Problem =
Transcribe all of the records precisely as they are presented.

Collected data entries
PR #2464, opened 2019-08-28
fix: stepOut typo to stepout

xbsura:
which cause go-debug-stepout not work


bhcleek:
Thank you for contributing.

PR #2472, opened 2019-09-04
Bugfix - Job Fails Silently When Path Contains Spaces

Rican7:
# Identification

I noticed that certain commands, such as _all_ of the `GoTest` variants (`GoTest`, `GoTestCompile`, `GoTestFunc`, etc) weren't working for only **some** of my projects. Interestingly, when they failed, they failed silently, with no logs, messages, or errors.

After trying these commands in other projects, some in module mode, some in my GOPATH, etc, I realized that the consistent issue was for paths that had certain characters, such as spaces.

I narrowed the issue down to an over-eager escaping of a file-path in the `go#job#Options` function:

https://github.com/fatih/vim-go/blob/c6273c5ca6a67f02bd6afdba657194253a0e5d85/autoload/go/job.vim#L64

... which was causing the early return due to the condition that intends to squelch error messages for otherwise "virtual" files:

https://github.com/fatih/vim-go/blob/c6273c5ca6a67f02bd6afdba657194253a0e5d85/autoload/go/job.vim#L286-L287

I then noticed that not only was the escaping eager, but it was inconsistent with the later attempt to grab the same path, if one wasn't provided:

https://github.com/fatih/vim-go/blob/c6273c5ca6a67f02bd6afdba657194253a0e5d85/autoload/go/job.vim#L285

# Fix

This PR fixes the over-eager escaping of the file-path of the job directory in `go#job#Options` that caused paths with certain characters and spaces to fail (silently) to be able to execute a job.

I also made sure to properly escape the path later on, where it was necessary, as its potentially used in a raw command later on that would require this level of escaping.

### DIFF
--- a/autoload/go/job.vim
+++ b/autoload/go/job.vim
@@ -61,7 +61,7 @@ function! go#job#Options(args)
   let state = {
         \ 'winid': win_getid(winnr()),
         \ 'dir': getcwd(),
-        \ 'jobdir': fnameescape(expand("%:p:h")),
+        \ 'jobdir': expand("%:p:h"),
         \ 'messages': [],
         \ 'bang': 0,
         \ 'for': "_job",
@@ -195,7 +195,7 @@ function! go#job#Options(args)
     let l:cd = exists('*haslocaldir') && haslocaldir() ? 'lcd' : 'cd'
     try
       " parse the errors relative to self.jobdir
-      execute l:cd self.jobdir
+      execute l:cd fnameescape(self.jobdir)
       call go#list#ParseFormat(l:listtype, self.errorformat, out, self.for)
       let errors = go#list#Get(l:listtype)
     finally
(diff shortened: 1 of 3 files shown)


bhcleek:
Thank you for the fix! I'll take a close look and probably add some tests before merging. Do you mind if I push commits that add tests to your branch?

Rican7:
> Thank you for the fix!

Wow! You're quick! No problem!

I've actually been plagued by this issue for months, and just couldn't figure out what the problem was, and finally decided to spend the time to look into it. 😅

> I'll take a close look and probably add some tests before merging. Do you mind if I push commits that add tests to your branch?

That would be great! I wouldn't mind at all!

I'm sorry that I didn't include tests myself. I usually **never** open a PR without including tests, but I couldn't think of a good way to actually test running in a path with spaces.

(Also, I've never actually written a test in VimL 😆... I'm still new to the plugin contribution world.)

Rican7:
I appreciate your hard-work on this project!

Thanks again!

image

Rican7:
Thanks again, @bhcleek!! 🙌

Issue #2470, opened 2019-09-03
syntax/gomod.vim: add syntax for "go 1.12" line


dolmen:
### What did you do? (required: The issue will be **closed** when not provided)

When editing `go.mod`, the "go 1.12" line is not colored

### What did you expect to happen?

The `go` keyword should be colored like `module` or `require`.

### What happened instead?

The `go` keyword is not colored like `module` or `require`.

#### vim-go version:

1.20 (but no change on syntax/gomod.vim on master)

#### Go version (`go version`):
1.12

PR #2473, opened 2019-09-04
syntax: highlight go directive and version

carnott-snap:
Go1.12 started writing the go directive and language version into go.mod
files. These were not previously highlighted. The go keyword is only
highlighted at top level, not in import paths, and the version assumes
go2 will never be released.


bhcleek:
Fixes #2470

Problem solution =
PR #2464, opened 2019-08-28
fix: stepOut typo to stepout

xbsura:
which cause go-debug-stepout not work


bhcleek:
Thank you for contributing.

PR #2472, opened 2019-09-04
Bugfix - Job Fails Silently When Path Contains Spaces

Rican7:
# Identification

I noticed that certain commands, such as _all_ of the `GoTest` variants (`GoTest`, `GoTestCompile`, `GoTestFunc`, etc) weren't working for only **some** of my projects. Interestingly, when they failed, they failed silently, with no logs, messages, or errors.

After trying these commands in other projects, some in module mode, some in my GOPATH, etc, I realized that the consistent issue was for paths that had certain characters, such as spaces.

I narrowed the issue down to an over-eager escaping of a file-path in the `go#job#Options` function:

https://github.com/fatih/vim-go/blob/c6273c5ca6a67f02bd6afdba657194253a0e5d85/autoload/go/job.vim#L64

... which was causing the early return due to the condition that intends to squelch error messages for otherwise "virtual" files:

https://github.com/fatih/vim-go/blob/c6273c5ca6a67f02bd6afdba657194253a0e5d85/autoload/go/job.vim#L286-L287

I then noticed that not only was the escaping eager, but it was inconsistent with the later attempt to grab the same path, if one wasn't provided:

https://github.com/fatih/vim-go/blob/c6273c5ca6a67f02bd6afdba657194253a0e5d85/autoload/go/job.vim#L285

# Fix

This PR fixes the over-eager escaping of the file-path of the job directory in `go#job#Options` that caused paths with certain characters and spaces to fail (silently) to be able to execute a job.

I also made sure to properly escape the path later on, where it was necessary, as its potentially used in a raw command later on that would require this level of escaping.

### DIFF
--- a/autoload/go/job.vim
+++ b/autoload/go/job.vim
@@ -61,7 +61,7 @@ function! go#job#Options(args)
   let state = {
         \ 'winid': win_getid(winnr()),
         \ 'dir': getcwd(),
-        \ 'jobdir': fnameescape(expand("%:p:h")),
+        \ 'jobdir': expand("%:p:h"),
         \ 'messages': [],
         \ 'bang': 0,
         \ 'for': "_job",
@@ -195,7 +195,7 @@ function! go#job#Options(args)
     let l:cd = exists('*haslocaldir') && haslocaldir() ? 'lcd' : 'cd'
     try
       " parse the errors relative to self.jobdir
-      execute l:cd self.jobdir
+      execute l:cd fnameescape(self.jobdir)
       call go#list#ParseFormat(l:listtype, self.errorformat, out, self.for)
       let errors = go#list#Get(l:listtype)
     finally
(diff shortened: 1 of 3 files shown)


bhcleek:
Thank you for the fix! I'll take a close look and probably add some tests before merging. Do you mind if I push commits that add tests to your branch?

Rican7:
> Thank you for the fix!

Wow! You're quick! No problem!

I've actually been plagued by this issue for months, and just couldn't figure out what the problem was, and finally decided to spend the time to look into it. 😅

> I'll take a close look and probably add some tests before merging. Do you mind if I push commits that add tests to your branch?

That would be great! I wouldn't mind at all!

I'm sorry that I didn't include tests myself. I usually **never** open a PR without including tests, but I couldn't think of a good way to actually test running in a path with spaces.

(Also, I've never actually written a test in VimL 😆... I'm still new to the plugin contribution world.)

Rican7:
I appreciate your hard-work on this project!

Thanks again!

image

Rican7:
Thanks again, @bhcleek!! 🙌

Issue #2470, opened 2019-09-03
syntax/gomod.vim: add syntax for "go 1.12" line


dolmen:
### What did you do? (required: The issue will be **closed** when not provided)

When editing `go.mod`, the "go 1.12" line is not colored

### What did you expect to happen?

The `go` keyword should be colored like `module` or `require`.

### What happened instead?

The `go` keyword is not colored like `module` or `require`.

#### vim-go version:

1.20 (but no change on syntax/gomod.vim on master)

#### Go version (`go version`):
1.12

PR #2473, opened 2019-09-04
syntax: highlight go directive and version

carnott-snap:
Go1.12 started writing the go directive and language version into go.mod
files. These were not previously highlighted. The go keyword is only
highlighted at top level, not in import paths, and the version assumes
go2 will never be released.


bhcleek:
Fixes #2470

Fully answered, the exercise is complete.